FAZENDO A DIFERENÇA "O meu objetivo é continuar servindo, isto é o que me move, continuar fazendo a diferença. Eu acho que eu consegui aproximar a Polícia das pessoas e a política precisa se aproximar ainda mais"

ameaça contra a mulher, lesão corporal, tentativas de feminicídio, mas o feminicídio continua sendo o grande gargalo. Nós temos que pensar no macro, nas oportunidades que estamos dando para essas mulheres.

Qual o conselho que a senhora daria para essa mulher que está sofrendo algum tipo de violência?
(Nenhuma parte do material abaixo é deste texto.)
Issue #913, opened 2023-04-07
Restructure utils.py file to its own package


michplunkett:
## What do?
The `utils.py` file is overly large and needs to be trimmed down. In its current state it is  too interweaved now and is starting to create circular dependency issues. I plan to put it in its own package, have a file for constants, and several files for functions based on what they do.

PR #915, opened 2023-04-12
Restructure `utils.py` to its own package

michplunkett:
## Status
In progress

## Description of Changes
Changed `utils.py` file from a gigantic mono-file to a package with more specialized files.

Fixes: https://github.com/lucyparsons/OpenOversight/issues/913

## Tests and linting
 - [ ] `pre-commit` checks pass

### DIFF
--- a/OpenOversight/app/models.py
+++ b/OpenOversight/app/models.py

Que denuncie e não desista, quando sofrer qualquer tipo de violência, seja patrimonial, moral, física e sexual. As pessoas que estão próximas delas, muitas vezes não enxergam ou fazem que não estão enxergando. Nós temos que pensar que aquele velho ditado: “Em briga de marido e mulher não se mete a colher”, não existe mais e não pode existir. Todos nós, de alguma forma, somos responsáveis por ajudar essa família que como um todo está pedindo ajuda. Que a mulher não tenha medo, nem vergonha de denunciar e procure as Delegacias de Polícia, os órgãos, desde o Poder Judiciário, como o Ministério Público e a Defensoria Pública, até a própria Brigada Militar, que tem projetos excelentes, como a Patrulha Maria da Penha. A busca e o pedido de socorro salva vidas. Muitas mulheres, às vezes, dizem: “Delegada, eu não vou registrar, porque vai ficar muito pior”. Os números demonstram o contrário, após um registro, há uma intervenção do Estado. Infelizmente, as que morrem, ao longo dos últimos cinco anos, em que fizemos essa análise no estado do RS, são aquelas que não tiveram coragem de denunciar. Ao longo da pandemia, as mulheres sofreram mais, até pela falta de emprego. Elas vivem numa informalidade muito maior do que os homens. Dentro da Polícia abrimos a possibilidade de fazer o registro na Delegacia on-line, nos aplicativos também, como o PC Alerta e o WhatsApp. Nós temos que ajudar ainda mais, precisamos ter política pública, que traga uma efetividade e faça com que mude a cultura. Se nós não mudarmos a cultura, nós não protegeremos essas mulheres.

Quais são as suas considerações finais? Estou extremamente feliz nessa nova jornada, realmente continuo sendo delegada de Polícia, concursada, não deixarei de ser delegada, mas eu estou querendo me doar mais. Cheguei no topo da carreira, que é o topo mais alto em que nós podemos ocupar dentro da instituição. O meu objetivo é continuar servindo, isto é o que me move, continuar fazendo a diferença. Eu acho que eu consegui aproximar a Polícia das pessoas e a política precisa se aproximar ainda mais, o deputado e a deputada são esse elo de ligação. Eu estou acostumada, há 20 anos como servidora, servir e ajudar. Isso que eu estou me propondo, como pré-candidata a deputada estadual, fazer mais pela segurança pública, mas também ampliar esta disponibilidade a mais pessoas. Nós temos uma Assembleia que é formada por 55 deputados, somente 10 são mulheres, quando olhamos a população gaúcha, vemos que mais de 50% da população é composta por mulheres. Então, isso também me move, colocar as mulheres em espaços de decisão.